A pochi passi dall’Arena, la salda cucina di Elia e Matteo Rizzo a Il Desco

Il Desco, con Elia prima e Matteo Rizzo dopo alla direzione della cucina, è una realtà consolidata nel panorama veronese.

Lo è, però, in una forma molto pratica, che non cerca l’appariscenza e il fuoco d’artificio, ma lavora sottovoce, con costanza e dedizione quotidiane al fine di consolidare quel fil rouge sinonimo del passaggio di consegne tra padre e figlio, avuto nel corso degli anni nella famiglia Rizzo.

Aperto nel 1981, il locale si fregia infatti di una stella Michelin guadagnata nel 1985, mantenuta fino a oggi (erano due fino al 2014). Il dato è conferma della qualità che Il Desco offre al commensale.

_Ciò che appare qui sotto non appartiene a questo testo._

PR #397, opened 2022-02-02
Create a scheduler pod when DaskCluster resource is created

Matt711:
As a part of #392, the Dask Operator needs to create/update/delete pods and things on Kubernetes whenever we create our custom resources. This PR is concerned with creating and deleting the scheduler pod when we create or delete the DaskCluster resource, respectively.


Matt711:
Start the operator with `kopf run dask_kubernetes/operator/daskcluster.py  --verbose` and create the DaskCluster resource with `kubectl apply -f dask_kubernetes/operator/tests/resources/simplecluster.yaml`
```(base) mmurray@dgx15:~/dask-kubernetes$ kopf run dask_kubernetes/operator/daskcluster.py
/home/nfs/mmurray/anaconda3/lib/python3.9/site-packages/kopf/_core/reactor/running.py:176: FutureWarning: Absence of either namespaces or cluster-wide flag will become an error soon. For now, switching to the cluster-wide mode for backward compatibility.
  warnings.warn("Absence of either namespaces or cluster-wide flag will become an error soon."
[2022-02-02 10:34:05,852] kopf._core.engines.a [INFO    ] Initial authentication has been initiated.
[2022-02-02 10:34:05,868] kopf.activities.auth [INFO    ] Activity 'login_via_pykube' succeeded.
[2022-02-02 10:34:05,883] kopf.activities.auth [INFO    ] Activity 'login_via_client' succeeded.
[2022-02-02 10:34:05,883] kopf._core.engines.a [INFO    ] Initial authentication has finished.
[2022-02-02 10:34:17,641] kopf.objects         [INFO    ] [default/simple-cluster] A DaskCluster has been created called simple-cluster in default with the following config: {'image': 'daskdev/dask:latest', 'imagePullPolicy': 'IfNotPresent', 'imagePullSecrets': None, 'protocol': 'tcp', 'scheduler': {'env': {}, 'resources': {}, 'serviceType': 'ClusterIP'}}
[2022-02-02 10:34:17,661] kopf.objects         [INFO    ] [default/simple-cluster] Scheduler pod  in default is created
[2022-02-02 10:34:17,680] kopf.objects         [INFO    ] [default/simple-cluster] Scheduler service in default is created
[2022-02-02 10:34:17,680] kopf.objects         [INFO    ] [default/simple-cluster] Handler 'daskcluster_create' succeeded.
[2022-02-02 10:34:17,680] kopf.objects         [INFO    ] [default/simple-cluster] Creation is processed: 1 succeeded; 0 failed.
^C[2022-02-02 10:37:39,942] kopf._core.reactor.r [INFO    ] Signal SIGINT is received. Operator is stopping.
```
Delete the DaskCluster resource with `kubectl delete daskcluster my-cluster` which will also delete the scheduler pod and service

jacobtomlinson:
This is great! I ran your instructions locally and saw that when creating the `DaskCluster` resource it created a scheduler `Pod`. 

Now we need to translate those instructions into a test. If we think about those instructions from the perspective of starting and finishing at a clean and default Kubernetes cluster they would be:

- Create the CRDs
- Start the operator
- Create the example `DaskCluster` resource
- Look at the operator logs to make sure the `Scheduler pod  in default is created` happened
  - We might also want to do `kubectl get pods`  and `kubectl get svc` to make sure our scheduler exists
  - Also we could do `kubectl logs <scheduler pod ID>` to make sure the scheduler is happy
- Delete the cluster resource
  - Check that the scheduler pod and service was also deleted
- Stop the operator
- Delete the CRDs

If you look at the first and last steps in that list they are a mirror. Create the CRDs first, delete the CRDs last. We can do this with a Pytest fixture. The test will run when the fixture yields, so it's a great way to set up and tear down.

```python
@pytest.fixture
def customresources():
    # Create CRDs
    yield
    # Delete CRDs
```

In the test prep PR that I did, I've already created fixtures for [the CRDs](https://github.com/dask/dask-kubernetes/blob/b13f0031f5ea54466dfd8a2bd83656b045430b4f/dask_kubernetes/operator/tests/conftest.py#L10-L15), [the operator](https://github.com/dask/dask-kubernetes/blob/b13f0031f5ea54466dfd8a2bd83656b045430b4f/dask_kubernetes/operator/tests/test_operator.py#L12-L19) and [the example cluster resource](https://github.com/dask/dask-kubernetes/blob/b13f0031f5ea54466dfd8a2bd83656b045430b4f/dask_kubernetes/operator/tests/test_operator.py#L22-L40).

I also added a test that uses those fixtures, so when we run it all the test does is `assert simplecluster`. 

https://github.com/dask/dask-kubernetes/blob/b13f0031f5ea54466dfd8a2bd83656b045430b4f/dask_kubernetes/operator/tests/test_operator.py#L48-L52

A good first step would be to extend that test to check that the scheduler pod and service exists.

dask_kubernetes/operator/tests/test_operator.py
```diff
@@ -31,6 +33,13 @@ async def simplecluster(k8s_cluster, operator):
 
     yield cluster_name
 
+    # Check that the schedeuler pod and service exist
+    scheduler_pod_name = "simple-cluster-scheduler"
+    scheduler_service_name = "simple-cluster"
+
+    assert scheduler_pod_name in k8s_cluster.kubectl("get", "pods")
+    assert scheduler_service_name in k8s_cluster.kubectl("get", "services")
+
```
jacobtomlinson, line 42: This should be in `test_simplecluster`, not the fixture. 

Also it is failing because there isn't enough time for the pod to be created before we do `get pods` here. You could turn each of these into a `while`.

```python
while scheduler_pod_name not in k8s_cluster.kubectl("get", "pods"):
    await asyncio.sleep(0.1)
```

If the pod never gets created the test will timeout at 60 seconds and fail.

jacobtomlinson:
Sorry I accidentally pushed a commit here instead of my own branch, just force pushed to remove it again.

jacobtomlinson (approved):
This is looking good. We've got a nice structure forming here that we can expand on in future PRs.

PR #399, opened 2022-02-03
Fix label assignment for pdb_template

dirkcjelli:
The labels weren't correctly assigned for the pdb which made selecting pdbs belonging to a `KubeCluster` impossible. Functionality is the same as with `_create_service` above.


jacobtomlinson (approved):
Good catch many thanks!

PR #402, opened 2022-02-07
Retry service name resolution socket.getaddrinfo several times

### LINKED ISSUE #401: KubeCluster fails occasionally because it falls back to port forwarding
**What happened**:

I've been creating `KubeCluster` with:

```python
worker_spec = make_pod_spec(
    ...
)

scheduler_spec = make_pod_spec(
    ...
)

KubeCluster(
    pod_template=worker_spec,
    scheduler_pod_template=scheduler_spec,
    namespace=...,
    idle_timeout=600,
)
```

The code above is executed in a pod living in a kubernetes cluster. The pod uses a service account with the required permissions.

Most of the time, this works without any isues. But occasionally it fails with the following stack (sensitive parts ommited):

```
  [...]
  [...]
  File [...] line 98, in _setup_dask_cluster
    self.cluster = KubeCluster(
  File "/usr/local/lib/python3.8/site-packages/dask_kubernetes/core.py", line 466, in __init__
  File "/usr/local/lib/python3.8/site-packages/distributed/deploy/spec.py", line 275, in __init__
    self.sync(self._start)
  File "/usr/local/lib/python3.8/site-packages/distributed/deploy/cluster.py", line 220, in sync
    return sync(self.loop, func, *args, **kwargs)
  File "/usr/local/lib/python3.8/site-packages/distributed/utils.py", line 327, in sync
    raise exc.with_traceback(tb)
  File "/usr/local/lib/python3.8/site-packages/distributed/utils.py", line 310, in f
    result[0] = yield future
  File "/usr/local/lib/python3.8/site-packages/tornado/gen.py", line 762, in run
    value = future.result()
  File "/usr/local/lib/python3.8/site-packages/dask_kubernetes/core.py", line 595, in _start
    await super()._start()
  File "/usr/local/lib/python3.8/site-packages/distributed/deploy/spec.py", line 304, in _start
    self.scheduler = await self.scheduler
  File "/usr/local/lib/python3.8/site-packages/distributed/deploy/spec.py", line 59, in _
    await self.start()
  File "/usr/local/lib/python3.8/site-packages/dask_kubernetes/core.py", line 200, in start
    self.external_address = await get_external_address_for_scheduler_service(
  File "/usr/local/lib/python3.8/site-packages/dask_kubernetes/utils.py", line 66, in get_external_address_for_scheduler_service
    port = await port_forward_service(
  File "/usr/local/lib/python3.8/site-packages/dask_kubernetes/utils.py", line 106, in port_forward_service
    raise ConnectionError("kubectl port forward failed")
ConnectionError: kubectl port forward failed
```

Here's what I was able to conclude so far:

- tipically (when no failure occurs, which is most of the time) it [resolves the service name](https://github.com/dask/dask-kubernetes/blob/dd0a112d6f37a84a7b4f0e1f761b53e628e3da01/dask_kubernetes/utils.py#L60-L62), and continues without any problem.
- I suspect occasionally the service resolution fails and it fallsback to trying to connect to the scheduler via [port forwarding](https://github.com/dask/dask-kubernetes/blob/dd0a112d6f37a84a7b4f0e1f761b53e628e3da01/dask_kubernetes/utils.py#L64-L68) using kubectl which is not available (and is expected to not be available).
- I'm not 100% sure of what is the cause for the occasional failure and I may be biased. But it seems to me it often happens when there is a higher resources demand in the cluster and it either: takes longer to start the scheduler pod; or raises insufficient node warning and scales to new nodes (which in turn takes longer to start the scheduler pod).

**My guess**

I'm guessing that if there was some retrial logic [here](https://github.com/dask/dask-kubernetes/blob/dd0a112d6f37a84a7b4f0e1f761b53e628e3da01/dask_kubernetes/utils.py#L60-L62) with a timeout or similar. This would be solved.

Does my reasoning make sense? Happy to make a PR but would need some guidance.

**Environment**:

- Dask version: dask-kubernetes==2021.10.0, dask[complete]==2021.10.0
- Python version: 3.8.10
- Operating System: ubuntu1604
- Install method (conda, pip, source): pip

andrethrill:
Fixes #401

### DIFF
--- a/dask_kubernetes/utils.py
+++ b/dask_kubernetes/utils.py
@@ -41,7 +41,7 @@ def namespace_default():
 
 
 async def get_external_address_for_scheduler_service(
-    core_api, service, port_forward_cluster_ip=None
+    core_api, service, port_forward_cluster_ip=None, service_name_resolution_retries = 20
 ):
     """Take a service object and return the scheduler address."""
     [port] = [
@@ -56,17 +56,29 @@ async def get_external_address_for_scheduler_service(
         nodes = await core_api.list_node()
         host = nodes.items[0].status.addresses[0].address
     elif service.spec.type == "ClusterIP":
-        try:
-            # Try to resolve the service name. If we are inside the cluster this should succeeed.
-            host = f"{service.metadata.name}.{service.metadata.namespace}"
-            socket.getaddrinfo(host, port)
-        except socket.gaierror:
-            # If we are outside it will fail and we need to port forward the service.
+        # Try to resolve the service name. If we are inside the cluster this should succeed.
+        host = f"{service.metadata.name}.{service.metadata.namespace}"
+        success = _is_service_available(host=host, port=port, retries=service_name_resolution_retries)
+
+        # If we are outside it will fail and we need to port forward the service.
+        if not success:
             host = "localhost"
             port = await port_forward_service(
                 service.metadata.name, service.metadata.namespace, port
             )
     return f"tcp://{host}:{port}"
+
+def _is_service_available(host, port, retries=20):
+    success = False
+    while retries > 0:
+        try:
+            socket.getaddrinfo(host, port)
+            success = True
+        except socket.gaierror:
+            time.sleep(0.5)
+            retries -= 1
+
+    return success
 
 
 def _random_free_port(low, high, retries=20):
--- a/dask_kubernetes/utils.py
+++ b/dask_kubernetes/utils.py
@@ -56,14 +56,14 @@ async def get_external_address_for_scheduler_service(
         nodes = await core_api.list_node()
         host = nodes.items[0].status.addresses[0].address
     elif service.spec.type == "ClusterIP":
-        # Try to resolve the service name. If we are inside the cluster this should succeed.
-        host = f"{service.metadata.name}.{service.metadata.namespace}"
-        success = _is_service_available(
-            host=host, port=port, retries=service_name_resolution_retries
-        )
-
-        # If we are outside it will fail and we need to port forward the service.
-        if not success:
+        try:
+            # Try to resolve the service name. If we are inside the cluster this should succeed.
+            host = f"{service.metadata.name}.{service.metadata.namespace}"
+            _is_service_available(
+                host=host, port=port, retries=service_name_resolution_retries
+            )
+        except socket.gaierror:
+            # If we are outside it will fail and we need to port forward the service.
             host = "localhost"
             port = await port_forward_service(
                 service.metadata.name, service.metadata.namespace, port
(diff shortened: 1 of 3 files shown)


dask_kubernetes/utils.py
```diff
@@ -41,7 +41,7 @@ def namespace_default():
 
 
 async def get_external_address_for_scheduler_service(
-    core_api, service, port_forward_cluster_ip=None
+    core_api, service, port_forward_cluster_ip=None, service_name_resolution_retries = 20
```
andrethrill, line 44: I think it makes sense and would like to expose `service_name_resolution_retries` as a config option when instantiating `KubeCluster`. 

If you agree, any suggestion on the best way to do this is appreciated @jacobtomlinson

dask_kubernetes/utils.py
```diff
@@ -56,19 +56,34 @@ async def get_external_address_for_scheduler_service(
...
+    success = False
+    while retries > 0:
+        try:
+            socket.getaddrinfo(host, port)
+            success = True
+        except socket.gaierror:
+            time.sleep(0.5)
+            retries -= 1
+
+    return success
```
jacobtomlinson, line 84: This could be done a little differently to avoid the counting boilerplate. I would also reraise the exception again so that we don't have to change any other logic.

```suggestion
def _is_service_available(host, port, retries=20):
    for i in range(retries):
        try:
            return socket.getaddrinfo(host, port)
        except socket.gaierror as e:
            if i >= retries - 1:
                raise e
            time.sleep(0.5)
```

dask_kubernetes/utils.py
```diff
@@ -56,19 +56,34 @@ async def get_external_address_for_scheduler_service(
...
-        except socket.gaierror:
-            # If we are outside it will fail and we need to port forward the service.
+        # Try to resolve the service name. If we are inside the cluster this should succeed.
+        host = f"{service.metadata.name}.{service.metadata.namespace}"
+        success = _is_service_available(
+            host=host, port=port, retries=service_name_resolution_retries
+        )
+
+        # If we are outside it will fail and we need to port forward the service.
+        if not success:
```
jacobtomlinson, line 66: If `_is_service_available` raises the `socket.gaierror` after retrying then this can stay as it is and we can avoid the temporary `success` variable.

jacobtomlinson (commented):
Thanks for raising this! I've made a few comments.

Dask has a config system that we can use. 

- Default values [go in here](https://github.com/dask/dask-kubernetes/blob/main/dask_kubernetes/kubernetes.yaml). 
- We should also add a [kwarg to the class](https://github.com/dask/dask-kubernetes/blob/dd0a112d6f37a84a7b4f0e1f761b53e628e3da01/dask_kubernetes/core.py#L400). 
- Then set an attribute [like this](https://github.com/dask/dask-kubernetes/blob/main/dask_kubernetes/core.py#L442-L444). 
- The attribute can then be passed on to our the `get_external_address_for_scheduler_service` call.

dask_kubernetes/utils.py
andrethrill: This is great approach. Thanks!

jacobtomlinson (approved):
This looks great thanks! Happy to merge on passing tests.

Nella nostra visita ne abbiamo avuto una prova tangibile dai tratti appaganti, sebbene non del tutto esaustivi. Perché, al netto di un encomiabile lavoro tecnico, soprattutto a livello di cotture delle carni ittiche, precisissime, non tutte le cariche gustative hanno fornito una varietà palatale capace di discostarsi da una reiterata ricerca della rotondità.

Il che, va precisato, non è di per sé un difetto: è una scelta personale, una filosofia che affonda le proprie radici nella tradizione di cui Il Desco è esponente da decenni, con risvolti assai positivi nell’eleganza complessiva e nella definizione dei sapori, ma che, soprattutto nelle portate principali, ha frenato la vivacità e l’alternanza di pensiero che si erano palesate in precedenza.

Abbiamo provato un menù dall’andatura discendente, in cui a farla da padrone è stato l’omaggio alla componente ittica, cucinata, ci preme ripeterlo, con grande abilità.

Capesante e beurre blanc al prezzemolo si è rivelato un esordio da applausi: mollusco dalle carni di squisita morbidezza, bilanciato dalla croccantezza della misticanza on top, con elegante gioco di dolcezza in chiusura tra il burro al prezzemolo e la maionese di corallo. Piatto diretto, puntuale e irresistibile.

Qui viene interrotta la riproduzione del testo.